▸ **TASK GOAL**
Please return every line of the records below that contains the word "second".

(Stored data)

---*---

PR #1170, opened 2016-04-19
Wip/sd 1007

alissapajer:
@sellout so we are failing to compile nested `Let` like so:
```
"""foo := 5; bar := 7; bar + foo"""
```
This parses correctly, but the problem is, once we get to the compiler, we add each of `bar` and `foo` to two *distinct* `TableContext` `subtables`, which are then put into the first and second indices of `List[TableContext]` in `CompilerState`.

And when we want to determine which `LogicalPlan`s `foo` and `bar` each refer to, we look in the `TableContext` at index 0 for *both* of them, without dropping the head of the list when we want to look for the second one. Really we've stored `bar` at index 0 and `foo` at index 1 in the `List[TableContext]` but we never check the second index.

I'm not sure exactly the way forward, but I think the `List[TableContext]` needs to be rethought in light of `Let`. Or in any case, I don't fully understand it :) As it is now, it seems like we don't combine `subtables` properly to account for a case such as this, when we need to access `foo` and `bar` in the same `TableContext`.

We handle this case correctly in a join relation on two tables by using `++` on `TableContext`, which concats the contained `subtables`. So we essentially need to consider `"bar + foo"` as a join (or sorts) of `Ident`s so that we can correctly concat the `subtables`. Basically, when more than one `Let` is in scope, the `subtables` need to reflect this :)

### DIFF
--- a/core/src/main/scala/quasar/compiler.scala
+++ b/core/src/main/scala/quasar/compiler.scala
@@ -57,41 +57,86 @@ trait Compiler[F[_]] {
         this.subtables ++ that.subtables)
   }
 
+  private final case class BindingContext(
+    subbindings: Map[String, Fix[LogicalPlan]]) {
+    def ++(that: BindingContext): BindingContext =
+      BindingContext(this.subbindings ++ that.subbindings)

---*---

▸ **EXERCISE SOLUTION**
This parses correctly, but the problem is, once we get to the compiler, we add each of `bar` and `foo` to two *distinct* `TableContext` `subtables`, which are then put into the first and second indices of `List[TableContext]` in `CompilerState`.
And when we want to determine which `LogicalPlan`s `foo` and `bar` each refer to, we look in the `TableContext` at index 0 for *both* of them, without dropping the head of the list when we want to look for the second one. Really we've stored `bar` at index 0 and `foo` at index 1 in the `List[TableContext]` but we never check the second index.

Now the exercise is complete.